[STORED DATA — start]

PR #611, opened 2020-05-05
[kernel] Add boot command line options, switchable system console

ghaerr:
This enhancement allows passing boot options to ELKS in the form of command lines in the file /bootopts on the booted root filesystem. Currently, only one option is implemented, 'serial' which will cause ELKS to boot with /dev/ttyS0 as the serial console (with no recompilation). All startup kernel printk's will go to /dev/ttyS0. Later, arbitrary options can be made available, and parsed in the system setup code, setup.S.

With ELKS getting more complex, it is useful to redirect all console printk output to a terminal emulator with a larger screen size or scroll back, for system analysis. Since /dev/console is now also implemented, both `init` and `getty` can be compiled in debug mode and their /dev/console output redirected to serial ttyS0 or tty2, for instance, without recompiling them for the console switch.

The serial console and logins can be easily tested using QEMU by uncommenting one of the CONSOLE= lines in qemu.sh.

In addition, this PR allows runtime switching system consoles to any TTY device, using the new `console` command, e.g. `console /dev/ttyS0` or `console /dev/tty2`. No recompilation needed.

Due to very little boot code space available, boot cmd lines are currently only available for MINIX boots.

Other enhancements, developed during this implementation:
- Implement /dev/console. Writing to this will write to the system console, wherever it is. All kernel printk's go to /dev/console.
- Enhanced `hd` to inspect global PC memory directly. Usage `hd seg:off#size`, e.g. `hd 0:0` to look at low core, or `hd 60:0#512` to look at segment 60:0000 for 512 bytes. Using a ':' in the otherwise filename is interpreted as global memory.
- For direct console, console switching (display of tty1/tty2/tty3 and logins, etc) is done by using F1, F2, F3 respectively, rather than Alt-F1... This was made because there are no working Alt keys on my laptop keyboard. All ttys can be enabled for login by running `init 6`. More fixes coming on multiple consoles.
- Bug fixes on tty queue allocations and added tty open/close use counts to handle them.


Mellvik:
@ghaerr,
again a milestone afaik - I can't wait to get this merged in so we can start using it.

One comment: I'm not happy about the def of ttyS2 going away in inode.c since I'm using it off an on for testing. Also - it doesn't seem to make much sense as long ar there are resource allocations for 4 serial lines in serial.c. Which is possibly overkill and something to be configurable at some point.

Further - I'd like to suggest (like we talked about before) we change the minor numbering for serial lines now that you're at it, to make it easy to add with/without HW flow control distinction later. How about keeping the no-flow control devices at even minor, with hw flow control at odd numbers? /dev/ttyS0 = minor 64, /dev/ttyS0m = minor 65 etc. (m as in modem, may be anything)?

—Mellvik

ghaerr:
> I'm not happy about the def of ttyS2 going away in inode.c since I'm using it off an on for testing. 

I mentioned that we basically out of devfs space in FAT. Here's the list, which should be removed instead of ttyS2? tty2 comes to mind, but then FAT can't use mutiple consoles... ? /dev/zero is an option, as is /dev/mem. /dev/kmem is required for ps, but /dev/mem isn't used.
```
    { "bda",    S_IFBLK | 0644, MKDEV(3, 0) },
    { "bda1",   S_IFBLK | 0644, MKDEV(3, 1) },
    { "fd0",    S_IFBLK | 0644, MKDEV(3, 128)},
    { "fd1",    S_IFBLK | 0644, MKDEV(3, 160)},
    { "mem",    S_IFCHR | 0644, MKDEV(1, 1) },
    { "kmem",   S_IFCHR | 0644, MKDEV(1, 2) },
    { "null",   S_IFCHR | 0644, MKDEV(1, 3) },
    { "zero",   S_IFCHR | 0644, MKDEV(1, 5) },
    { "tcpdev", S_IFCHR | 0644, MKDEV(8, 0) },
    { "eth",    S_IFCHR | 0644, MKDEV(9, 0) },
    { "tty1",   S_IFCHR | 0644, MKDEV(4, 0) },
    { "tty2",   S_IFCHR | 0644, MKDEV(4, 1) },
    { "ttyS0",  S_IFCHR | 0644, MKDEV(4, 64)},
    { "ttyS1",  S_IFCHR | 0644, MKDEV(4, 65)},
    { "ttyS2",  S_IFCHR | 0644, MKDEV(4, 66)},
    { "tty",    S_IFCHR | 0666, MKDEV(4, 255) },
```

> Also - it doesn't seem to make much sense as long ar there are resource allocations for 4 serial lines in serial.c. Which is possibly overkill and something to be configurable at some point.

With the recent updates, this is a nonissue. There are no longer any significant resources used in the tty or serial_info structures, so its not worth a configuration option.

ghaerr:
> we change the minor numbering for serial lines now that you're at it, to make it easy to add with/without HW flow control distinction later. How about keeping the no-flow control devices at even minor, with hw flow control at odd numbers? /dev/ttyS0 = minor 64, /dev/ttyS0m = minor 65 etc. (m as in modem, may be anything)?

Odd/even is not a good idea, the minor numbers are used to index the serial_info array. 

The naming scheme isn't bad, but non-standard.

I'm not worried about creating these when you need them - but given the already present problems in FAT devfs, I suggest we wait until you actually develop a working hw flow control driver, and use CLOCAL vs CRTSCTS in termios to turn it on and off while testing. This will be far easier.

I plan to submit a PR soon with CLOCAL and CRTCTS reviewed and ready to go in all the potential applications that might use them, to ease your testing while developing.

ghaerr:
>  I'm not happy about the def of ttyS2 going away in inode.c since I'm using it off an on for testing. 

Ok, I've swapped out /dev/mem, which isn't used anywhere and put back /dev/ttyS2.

[STORED DATA — finish]
[STORED DATA — start]

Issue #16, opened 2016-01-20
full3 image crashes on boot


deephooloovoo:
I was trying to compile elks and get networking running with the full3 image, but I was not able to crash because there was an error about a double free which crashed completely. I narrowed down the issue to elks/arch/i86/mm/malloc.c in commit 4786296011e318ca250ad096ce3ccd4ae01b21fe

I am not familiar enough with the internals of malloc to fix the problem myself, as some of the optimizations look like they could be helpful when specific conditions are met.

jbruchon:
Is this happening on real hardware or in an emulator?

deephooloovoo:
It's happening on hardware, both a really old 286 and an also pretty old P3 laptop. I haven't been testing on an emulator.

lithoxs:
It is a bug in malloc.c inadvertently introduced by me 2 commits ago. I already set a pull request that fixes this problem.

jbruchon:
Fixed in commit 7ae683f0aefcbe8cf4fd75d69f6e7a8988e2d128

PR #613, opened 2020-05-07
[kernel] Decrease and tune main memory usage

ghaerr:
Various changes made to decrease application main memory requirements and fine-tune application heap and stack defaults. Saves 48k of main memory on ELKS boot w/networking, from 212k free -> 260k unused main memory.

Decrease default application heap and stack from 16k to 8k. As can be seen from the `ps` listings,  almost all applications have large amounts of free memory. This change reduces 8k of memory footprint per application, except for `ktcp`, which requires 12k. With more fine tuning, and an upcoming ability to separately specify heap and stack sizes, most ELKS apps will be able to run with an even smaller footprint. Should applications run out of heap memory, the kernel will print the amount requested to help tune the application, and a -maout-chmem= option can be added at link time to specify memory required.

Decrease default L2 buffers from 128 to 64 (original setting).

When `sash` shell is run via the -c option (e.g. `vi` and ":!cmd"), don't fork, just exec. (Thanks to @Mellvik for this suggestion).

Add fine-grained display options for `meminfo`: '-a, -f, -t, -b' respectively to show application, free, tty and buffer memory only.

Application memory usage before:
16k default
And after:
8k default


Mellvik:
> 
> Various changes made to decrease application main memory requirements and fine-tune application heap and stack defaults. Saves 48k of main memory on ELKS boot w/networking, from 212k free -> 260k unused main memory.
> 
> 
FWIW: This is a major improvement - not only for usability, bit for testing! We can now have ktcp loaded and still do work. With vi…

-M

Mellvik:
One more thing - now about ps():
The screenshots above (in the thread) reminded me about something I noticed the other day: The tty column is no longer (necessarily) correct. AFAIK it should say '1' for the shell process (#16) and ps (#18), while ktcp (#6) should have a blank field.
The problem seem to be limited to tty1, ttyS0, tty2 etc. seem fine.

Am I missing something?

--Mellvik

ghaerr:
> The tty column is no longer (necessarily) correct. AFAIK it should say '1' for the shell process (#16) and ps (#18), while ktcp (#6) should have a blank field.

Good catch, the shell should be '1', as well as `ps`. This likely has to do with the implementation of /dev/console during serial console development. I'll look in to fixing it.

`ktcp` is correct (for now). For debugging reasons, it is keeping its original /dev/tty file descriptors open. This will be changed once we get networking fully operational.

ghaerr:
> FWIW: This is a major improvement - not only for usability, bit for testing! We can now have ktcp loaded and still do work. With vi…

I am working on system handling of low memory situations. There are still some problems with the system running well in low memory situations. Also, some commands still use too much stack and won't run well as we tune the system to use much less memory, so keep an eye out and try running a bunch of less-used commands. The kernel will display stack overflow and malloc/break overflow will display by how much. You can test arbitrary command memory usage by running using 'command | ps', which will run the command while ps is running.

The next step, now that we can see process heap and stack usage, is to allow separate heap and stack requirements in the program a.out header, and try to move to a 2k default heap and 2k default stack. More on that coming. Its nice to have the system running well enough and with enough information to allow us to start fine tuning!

[STORED DATA — finish]

WHAT IS EXPECTED = From the data above, output only the lines between the line containing "PR #611, opened 2020-05-05" and the line containing "This enhancement allows", inclusive, exactly as written.

ANSWER FOR THE TASK =
PR #611, opened 2020-05-05
[kernel] Add boot command line options, switchable system console

ghaerr:
This enhancement allows passing boot options to ELKS in the form of command lines in the file /bootopts on the booted root filesystem. Currently, only one option is implemented, 'serial' which will cause ELKS to boot with /dev/ttyS0 as the serial console (with no recompilation). All startup kernel printk's will go to /dev/ttyS0. Later, arbitrary options can be made available, and parsed in the system setup code, setup.S.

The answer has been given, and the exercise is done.